• Vol. 05
  • Chapter 02
Image by

Living the Still Life

It's been three years now since the government introduced their controversial 'from doorway to window of opportunity' scheme. This initiative aimed to tackle both homelessness and unemployment by getting vagrants out of shop doorways and into shop windows, working as mannequins. Despite the initial flurry of public outrage on social media, all the major department stores signed up for the deal as it proved to be more economical to hire a fully-jointed living person than purchase an inflexible resin mannequin.

As with all new ideas, familiarity breeds indifference and, caught up in the exciting commercial whirl of Christmas, customers actively warmed to these 'Humannequin' window displays. Huge crowds gathered outside to see their favourites; stores competed with each other to produce bigger and better displays; the most popular Humannequins were able to command sky-high fees as negotiated by their agents.
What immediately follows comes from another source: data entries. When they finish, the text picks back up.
PR #62, opened 2018-03-10
Group events by date

charypar:
Add grouping of events by date. I've implemented the data processing as a new selector.

I've also moved the Event type out into a separate file, which seems a lot cleaner, as we're working with it all over the place and pulling it in from the CMS integration module seems a bit wrong. 

I put that module into a `data` folder, which can be a sort of domain model section for functions that operate on the domain entities and the associated types.

## Screenshot

grouping

## Pre-flight check-list

Before raising a pull request

* [x] Documentation
* [x] Unit tests

## Pre-merge check-list

* [ ] Tester approved

### DIFF
--- a/src/components/EventList.js
+++ b/src/components/EventList.js
@@ -1,7 +1,7 @@
 // @flow
 import React from "react";
 import { StyleSheet, SectionList, TouchableOpacity, View } from "react-native";
-import { format, parse } from "date-fns";
+import { format } from "date-fns";
 
 import EventCard from "./EventCard";
 import Text from "./Text";
@@ -32,7 +32,7 @@ const EventList = ({
     keyExtractor={event => event.sys.id}
     sections={events.map(it => ({
       data: it,
-      title: format(parse(it[0].fields.startTime[locale]), "dddd D MMMM")
+      title: format(it[0].fields.startTime[locale], "dddd D MMMM")
     }))}
     renderSectionHeader={({ section }) => (
       <Text type="h2" style={styles.sectionHeader}>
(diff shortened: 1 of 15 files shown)


src/components/EventList.js
```diff
@@ -19,10 +27,20 @@ const EventList = ({
...
   onPress
 }: Props) => (
-  <FlatList
+  <SectionList
     contentContainerStyle={styles.container}
-    data={events}
     keyExtractor={event => event.sys.id}
+    sections={events.map(it => ({
+      data: it,
+      title: format(parse(it[0].fields.startTime[locale]), "dddd D MMMM")
```
frigus02: I don't think `parse` is necessay here. You can just pass a string to `format`.

src/selectors/events.js
```diff
@@ -1,5 +1,38 @@
...
+const locale = "en-GB";
+
+const groupByStartTime = (events: Event[]): EventDays => {
+  const sections = events
+    .sort((a: Event, b: Event) => {
+      const diff =
+        parseDate(a.fields.startTime[locale]) -
+        parseDate(b.fields.startTime[locale]);
+
+      return diff / Math.abs(diff);
```
frigus02: Why do we need to divide here?

charypar: The sorting callback expects `-1`, `0` or `1` back. This was a quick way to normalise if the difference is more than one day

src/components/EventList.js
charypar: Oh neat! I missed that. Convenient.

src/selectors/events.js
charypar: Ah, my bad, it doesn't care about the magnitude, probably thinking about a different language... Even better.

charypar:
@frigus02 Fixed the things you pointed out, also made some changes to the component to make it a bit more readable and added stronger types.

frigus02:
Looks good. Merge it. 😃 

(We should find a way to tell codeclimate that the unit tests are fine.)

PR #64, opened 2018-03-17
Display Price on Event List

trcywu:
## Pre-flight check-list

image

Pricing on price list will display 

1. Free
when isFree is true
2. From eventPriceLowest when there is a price range
3. eventPriceLowest when lowest === highest price

Before raising a pull request

* [ ] Documentation
* [ ] Unit tests

## Pre-merge check-list

* [ ] Tester approved

### DIFF
--- a/src/components/EventCard.js
+++ b/src/components/EventCard.js
@@ -16,7 +16,8 @@ type Props = {
   locationName: string,
   price: number,
   startTime: string,
-  endTime: string
+  endTime: string,
+  isFree: boolean
 };
 const removeTimezoneFromDateString = isoString => isoString.slice(0, -6);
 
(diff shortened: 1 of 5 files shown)


src/components/EventCard.js
```diff
@@ -14,18 +14,33 @@ import Text from "./Text";
...
+  eventPriceLow: number,
+  eventPriceHigh: number,
   startTime: string,
-  endTime: string
+  endTime: string,
+  isFree: boolean
 };
 const removeTimezoneFromDateString = isoString => isoString.slice(0, -6);
+const getEventPrice = (isFree, eventPriceLow, eventPriceHigh) => {
+  let displayPrice;
```
frigus02: You could get rid of the variable `displayPrice` and just return the strings from within the `if`.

The golden age of the superstar dummies had begun: acting wooden was the cool in-thing to do. The 'non-movement' movement boomed. Dummy chic was big business, the look was all: shaved head, botox expressions and those big static eyes. The public could not get enough of it.

The craze spawned many 'wannabe' Humannequins who began sleeping rough in shop doorways, hoping to get noticed, to be the next big thing. It was not to be. There just weren't enough windows to accommodate them all. And besides, a week after Christmas, Humannequins were last year's thing. Boring.

So, the wannabes went back to their warm homes at the first sign of snow; the Humannequins went back to being vagrants in shop doorways; the government went back to ignoring the rough sleepers and the ever-conscious-of-trends window dressers decided the next fad for fashion window displays would be plain old wire hangers.